Habertürk
    Takipde Kalın!
      Günlük gelişmeleri takip edebilmek için habertürk uygulamasını indirin

        Anayasa Mahkemesi, “Barış için Akademisyenler İnisiyatifi” adıyla hazırlanan metne imza atan ve terör örgütü propagandası yapma suçundan cezalandırılan 10 akademisyenin yaptığı başvuru sonucunda “hak ihlali” olduğuna hükmetti. Hatırlanacağı gibi 1128 akademisyen, imza attıkları “Bu suça ortak olmayacağız” başlıklı metin nedeniyle meslekten ihraç, disiplin cezaları, “terör örgütü propagandası” suçundan dava açılarak hapse mahkûm olma ve hatta bir bölümü için geçerli olan cezaevine konulma gibi çeşitli ceza ve yaptırımlara maruz kalmışlardı. AYM bireysel başvuru üzerine söz konusu durumu yeniden ele aldı. Aktarılanlara göre, AYM Genel Kurulu’nda, 8 üye “İhlal vardır” derken, 8 üye “İhlal yok” dedi. Oylamada 8'e 8 sonuç çıkması üzerine, eşitlik durumunda başkanın katıldığı tarafın oyunun iki oy sayılması durumu bulunduğu için, AYM Başkanı Zühtü Arslan'ın “Hak ihlali vardır” oyu sonucu belirledi. Emsal niteliğindeki karar, diğer başvurular için de uygulanacak. Bu nedenle olsa gerek dün taraflı medyanın hemen tamamı Zühtü Arslan’a yükleniyor, “Zühtü” diyor başka bir şey demiyordu. Bir de 1128 akademisyeni 15 Temmuz darbecilerine benzetenler vardı. “1128 darbe girişimi” diye bir manşet bile gördüm.

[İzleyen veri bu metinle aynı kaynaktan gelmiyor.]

PR #721, opened 2025-04-24
:bug: Use correct function for charge index calculation and fix base for TTS calculation

Drewniok:
## Description

This PR fixes two bugs: 

1.) The charge index calculation was done wrongly for ``groundstates()`` for charge distributions with base = 3. This is now fixed by using ``charge_distribution_to_index_general()``. 
2.) The automatic base detection in the TTS calculation was activated. Hence, the heuristic and exact simulations might be conducted with different bases. This is not desired. The automatic base detection is now turned off, ensuring that the same base is used in both cases. 

## Checklist:

### DIFF
--- a/include/fiction/algorithms/simulation/sidb/sidb_simulation_result.hpp
+++ b/include/fiction/algorithms/simulation/sidb/sidb_simulation_result.hpp
@@ -81,7 +81,7 @@ struct sidb_simulation_result
         // distributions.
         for (auto& cds : charge_distributions)
         {
-            cds.charge_distribution_to_index();
+            cds.charge_distribution_to_index_general();
             charge_indices.insert(cds.get_charge_index_and_base().first);
         }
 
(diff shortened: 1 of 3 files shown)


marcelwa (approved):
Thanks for the fix! Could you indicate in the PR description, what the previous behavior entailed? For the base detection, it is also not clear to me if you're talking about the old or the fixed behavior. There seems to be a bit of an ambiguity.

Drewniok:
> Thanks for the fix! Could you indicate in the PR description, what the previous behavior entailed? For the base detection, it is also not clear to me if you're talking about the old or the fixed behavior. There seems to be a bit of an ambiguity.

sure! is this better now?

marcelwa:
> > Thanks for the fix! Could you indicate in the PR description, what the previous behavior entailed? For the base detection, it is also not clear to me if you're talking about the old or the fixed behavior. There seems to be a bit of an ambiguity.
> 
> sure! is this better now?

Yes, it's great. Thanks!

        AYM’nin kararı başka benzer dosyaları da etkiler. Ancak unutmamak lazım, AYM sonuçta hak ihlalini değerlendirdi ve başvurucular hakkında yeniden yargılanmalarına hükmetti. Zühtü Arslan’ı hedef tahtası yapan haberler de belli ki söz konusu “yeniden yargılama” aşamasını etkilemeye yönelik.

        METİN KÖTÜYDÜ, İHRAÇ VE CEZALAR DAHA KÖTÜ…

        Bana gelince.

        2016 ve 2017’de konuyla ilgili yazılarımda neyi söylediysem üç aşağı beş yukarı hâlâ aynısını düşünüyorum.

        1128 akademisyen kötü, adaletsiz bir metne imza attılar. “Devletin başta Kürt halkı olmak üzere tüm bölge halklarına karşı sürdürdüğü katliam politikası…” gibi ifadeler vardı o metinde ve fakat; buna mukabil, o günlerde dehşet saçan, çukurlar kazan, hendek terörünü azdırdıkça azdıran PKK ve YDGH gibi nüvelerine yönelmiş eser miktarda eleştiri yoktu.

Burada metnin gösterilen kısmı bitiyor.